Sadece ders çalışarak geçirilen bir günün, fiziksel sağlık için asla önerilmez olduğunu söyleyen Uzman Klinik Psikolog Yürük,"Bu nedenle günlük açık hava yürüyüşleri, kısa molalar, mümkünse spor aktiviteleri hayatınızda olmaya devam etmelidir. Sınav yaklaştı diye sadece masada vakit geçirmek vücudunuzu zorlayabilir" dedi.

Sınav korkusuna bağlı kalp çarpıntısı, terleme, titreme gibi fiziksel semptomlar oluşuyorsa bedene odaklanmak gerektiğini belirten Uzman Klinik Psikolog Yürük,"Eğer bu semptomlar olur ise, elinizdeki kalemi masaya bırakın, gözleriniz kapatın, zihninizi sadece keyif aldığınız bir zamana odaklamaya çalışın. Bu durum stres hormonu seviyenizi düşürerek mutluluk hormonu seviyenizi arttırmaya yardım edecektir. Bunu ders çalışırken de deneyebilirsiniz" dedi.

Sınav yerini önceden görmenin ve gerekli kontrollerin sağlandığından emin olmanın rahatlama sağlayacağını hatırlatan Uzman Klinik Psikolog Yürük, "Son ve en önemlisi; hayat sizi defalarca ve farklı sınavlarla sınayacak. Bazen bazı sınavlardan istediğiniz sonucu alamayabilirsiniz. Unutmayın ki tüm eğitim yaşamınız boyunca pek çok beceri edindiniz.
Sınav yalnızca bunların bir kısmının göstergesi ve ne hayatınızın başlangıcı ne de sonu olacak" ifadelerine yer verdi.

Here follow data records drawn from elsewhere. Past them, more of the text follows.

PR #368, opened 2018-06-05
Add visual reference images for MenuButton in open state

chrismohr:
This adds some interactive variations to our 4 reference images for MenuButton. 

There are 4 that now show it after being clicked.
Then 1 where an item is being hovered over, and 1 after the down key has been pressed. 

Please let me know if any other variations would be helpful.


chrismohr:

"Ailelere de büyük görev düşüyor"

Sınav öncesi ve sonrasında adaylara olduğu kadar ailelere de büyük görev düştüğünü vurgulayan Uzman Klinik Psikolog Yürük, "Sınav sürecinde, ailelere de çok iş düşmektedir. Anne ve babalar bilmelidirler ki, hepimiz zorlu ve yorucu sınavlardan geçtik. Öğrenci olduğumuz günleri unutmamalı ve empati kurmalıyız . Bu nedenle; Sınavın önemi yüceltilirken, sonucunda yaşanabilecek başarısızlık, dünyanın sonu gibi yansıtılmamalı, farklı alternatifler düşünülmelidir.Baskıcı ve katı tutumlardan kaçınılmalıdır. Sınavda olan sonuç ne olursa olsun, çocuğun yanında olunacağı hissettirilmelidir. Akranlarıyla kıyaslanmaya girilmemelidir .Çünkü bu durum, sürekli kıyaslanma yapılan kişinin özgüveninin düşmesine ve yetersizlik duygusunun ortaya çıkmasına neden olacaktır" şeklinde açıklamada bulundu.